*** Opening Extracted records ***

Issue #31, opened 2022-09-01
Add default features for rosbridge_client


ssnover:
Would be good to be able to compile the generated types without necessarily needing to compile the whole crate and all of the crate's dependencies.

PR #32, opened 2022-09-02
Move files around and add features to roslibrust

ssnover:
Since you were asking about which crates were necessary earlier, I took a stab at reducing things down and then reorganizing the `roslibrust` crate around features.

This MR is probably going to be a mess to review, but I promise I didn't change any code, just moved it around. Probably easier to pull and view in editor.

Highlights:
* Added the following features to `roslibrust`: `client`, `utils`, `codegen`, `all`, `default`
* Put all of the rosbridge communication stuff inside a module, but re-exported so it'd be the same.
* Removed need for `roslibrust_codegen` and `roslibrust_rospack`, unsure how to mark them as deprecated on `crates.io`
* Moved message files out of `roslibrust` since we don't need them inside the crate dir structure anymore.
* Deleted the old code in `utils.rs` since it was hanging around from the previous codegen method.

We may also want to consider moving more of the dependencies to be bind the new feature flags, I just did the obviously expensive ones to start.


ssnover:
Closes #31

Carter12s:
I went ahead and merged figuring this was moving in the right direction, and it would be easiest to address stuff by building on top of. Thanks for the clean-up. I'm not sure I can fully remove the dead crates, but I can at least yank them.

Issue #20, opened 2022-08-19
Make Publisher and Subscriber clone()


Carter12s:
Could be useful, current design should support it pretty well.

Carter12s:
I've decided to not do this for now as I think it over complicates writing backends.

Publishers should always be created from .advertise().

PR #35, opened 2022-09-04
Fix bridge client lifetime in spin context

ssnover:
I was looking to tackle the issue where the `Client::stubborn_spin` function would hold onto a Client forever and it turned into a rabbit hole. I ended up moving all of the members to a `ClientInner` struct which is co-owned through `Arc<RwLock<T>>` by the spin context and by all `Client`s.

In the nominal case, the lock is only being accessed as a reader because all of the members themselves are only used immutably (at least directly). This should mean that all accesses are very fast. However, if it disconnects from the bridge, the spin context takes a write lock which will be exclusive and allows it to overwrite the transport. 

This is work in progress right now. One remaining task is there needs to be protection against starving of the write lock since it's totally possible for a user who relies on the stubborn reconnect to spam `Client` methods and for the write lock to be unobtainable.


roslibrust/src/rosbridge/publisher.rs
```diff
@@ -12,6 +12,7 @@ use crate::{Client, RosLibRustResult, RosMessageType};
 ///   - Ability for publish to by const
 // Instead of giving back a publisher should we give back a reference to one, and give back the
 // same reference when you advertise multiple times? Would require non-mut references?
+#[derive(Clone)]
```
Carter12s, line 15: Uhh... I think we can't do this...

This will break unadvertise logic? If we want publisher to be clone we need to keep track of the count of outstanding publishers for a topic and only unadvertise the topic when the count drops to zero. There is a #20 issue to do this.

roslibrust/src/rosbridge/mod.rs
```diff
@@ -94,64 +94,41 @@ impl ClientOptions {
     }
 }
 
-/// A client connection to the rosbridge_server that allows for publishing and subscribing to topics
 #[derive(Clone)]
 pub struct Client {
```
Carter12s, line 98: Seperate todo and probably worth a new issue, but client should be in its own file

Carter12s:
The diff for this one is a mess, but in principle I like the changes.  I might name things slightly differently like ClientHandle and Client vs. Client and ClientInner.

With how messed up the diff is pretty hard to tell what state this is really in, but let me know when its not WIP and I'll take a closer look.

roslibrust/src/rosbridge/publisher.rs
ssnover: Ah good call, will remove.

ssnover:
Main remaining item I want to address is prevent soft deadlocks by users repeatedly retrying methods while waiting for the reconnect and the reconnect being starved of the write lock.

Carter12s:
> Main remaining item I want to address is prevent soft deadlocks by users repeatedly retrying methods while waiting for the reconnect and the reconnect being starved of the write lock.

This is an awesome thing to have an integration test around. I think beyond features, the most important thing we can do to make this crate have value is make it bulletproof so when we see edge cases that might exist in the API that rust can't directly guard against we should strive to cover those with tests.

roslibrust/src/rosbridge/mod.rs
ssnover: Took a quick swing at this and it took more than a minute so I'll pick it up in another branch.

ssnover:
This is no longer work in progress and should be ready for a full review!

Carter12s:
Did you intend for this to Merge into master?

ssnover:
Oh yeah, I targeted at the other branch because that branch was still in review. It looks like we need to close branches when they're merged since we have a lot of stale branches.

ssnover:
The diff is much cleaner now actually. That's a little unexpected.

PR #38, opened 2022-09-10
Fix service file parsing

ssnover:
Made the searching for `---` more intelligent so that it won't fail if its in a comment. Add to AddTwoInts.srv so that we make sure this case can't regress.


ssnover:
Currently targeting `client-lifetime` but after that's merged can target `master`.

*** Closing Extracted records ***

* **What to produce**: List each line in the listing that contains the string "merged".

* **Solution for this problem**:
I went ahead and merged figuring this was moving in the right direction, and it would be easiest to address stuff by building on top of. Thanks for the clean-up. I'm not sure I can fully remove the dead crates, but I can at least yank them.
Oh yeah, I targeted at the other branch because that branch was still in review. It looks like we need to close branches when they're merged since we have a lot of stale branches.
Currently targeting `client-lifetime` but after that's merged can target `master`.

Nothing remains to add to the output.